Don't get me wrong, I am sad too.  But I know the truth of things, and the truth is that I was not able to be as close to my mother as my sister and father.  It doesn't mean I didn't love her, nor does it mean that I don't miss her.  It just means that I have other holes to fill, because I've never had an emptiness in the mother department.

Thanks Mom.  Happy Mother's Day.  I will never forget when it is.

Tuesday, May 4, 2010

What I don't understand about chicks. (I mean "Ladies," my apologies to Title IX)

I'm marginally respectable, have been able to hold down a good job every now and again, and have no frozen cat heads in my freezer (anymore). 

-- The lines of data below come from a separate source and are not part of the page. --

PR #1925, opened 2015-09-14
Correct RedirectFunction signature in Glossary

iest:
Wasted a few minutes trying to figure out why my `onEnter` hooks weren't firing properly :smile:


knowbody:
thanks!

PR #1929, opened 2015-09-14
Added instructions for NW.js usage

cgrossde:
The current instructions don't work with NW.js because it uses `file:///` URLs and the BrowserHistory does not work with them, the HasHistory however does.


knowbody:
As much as it is useful, I would add that to [Troubleshooting](https://github.com/rackt/react-router/blob/master/docs/Troubleshooting.md) with the header like: *How can I use React Router with NW.js?*

cgrossde:
Will do.

PR #1932, opened 2015-09-14
Troubleshooting instructions for NW.js and the history

cgrossde:


ryanflorence:
As far as I can tell, you simply need to do nothing and it will work?

```js
React.render(<Router/>, el)
```

Will default to hash history. Everything else you documented is in this guide: https://github.com/rackt/react-router/blob/master/docs/advanced/NavigatingOutsideOfComponents.md

I can see saying "you must use hash history for NW.js" but even then the docs for browser history are pretty clear you need a server.

Sorry, I appreciate you taking the time to write this up, I just don't want a ton of duplication in the docs.

knowbody:
sorry @ryanflorence it was partly my mistake with this PR, I asked for it. @cgrossde I think what Ryan said makes perfect sense, so I'll close this PR.

on the other note @cgrossde you could submit the PR with the changes for #1936 great one to start contributing :smile:

PR #1934, opened 2015-09-14
Updating README.md

sprjr:
I don't know why it caught my eye, but const isn't available in many scenarios without a transpiler.

### DIFF
--- a/README.md
+++ b/README.md
@@ -35,10 +35,10 @@ Then with a module bundler or webpack, use as you would anything else:
 import { Router, Route, Link } from 'react-router'
 
 // not using an ES6 transpiler
-const ReactRouter = require('react-router')
-const Router = ReactRouter.Router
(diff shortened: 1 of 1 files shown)


mjackson:
Absolutely agree. But `import` probably isn't available in those environments either. So we just need to decide to do one or the other.

sprjr:
Oh no, I know. `import` block says its for use with a transpiler, this section says it's for use without one, but uses `const` which you can't do ;)

ryanflorence:
I kinda want to just say "all of our examples use ES2015, if you don't know what that is, please learn it."

mjackson:
> this section says it's for use without one

Ah, excellent point. I guess we should just use `require` in that section.

mjackson:
Oh geez. It already does. /facepalm

mjackson:
Thanks, @sprjr !

PR #3673, opened 2016-07-27
Improve syntax highlighting in docs

taion:


taion:
@kentcdodds mentioned this trick on Twitter. I was going to write some docs for https://github.com/reactjs/react-router/pull/3669 but realized I wanted to do this first.

(this is how I procrastinate from doing actual work 😑)

README.md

I think butterflies are one of the most wonderful creatures ever,

I watch sunsets,
I am quiet,



and I am different from everyone else.

Apparently, those qualities are quite entrancing at first.  For the ladies, I mean.  But then, the truth seeps in.  Those qualities also have a negative side, which I fully realize:

I like butterflies, therefore I am quite unlikely to think a bug needs to be squished (unless that bug is a cricket, in which case my motto is "No Mercy").
I love sunsets, but I don't like sunrises.  Every working stiff sees a sunrise; very few people in this world can actually enjoy a sunset.
I am quiet, which means I don't talk much about anything, important or not. 
I am different from everyone else means that...I am different from everyone else.  I don't care about fashion, I don't care about cars or sports or making a bunch of money or religion or politics or what anyone else thinks. 
I'm terrible at making plans; I can spell resterant better than I can pick one; I just don't think like that.

But if I were told what would make you happy, what would make you smile...I would move a mountain, grain by grain; I would empty an ocean with a fork; I would do the impossible...or at least what you thought was impossible for me to do.  Because...
I don't have a reason,
Other than a smile;
A light brush of your fingerprints on mine;
10 minutes of looking into your eyes;
 Making you a cup of coffee in the morning and a cup of tea at night.

I'm really simple.  You smile and I am happy.  I am that simple.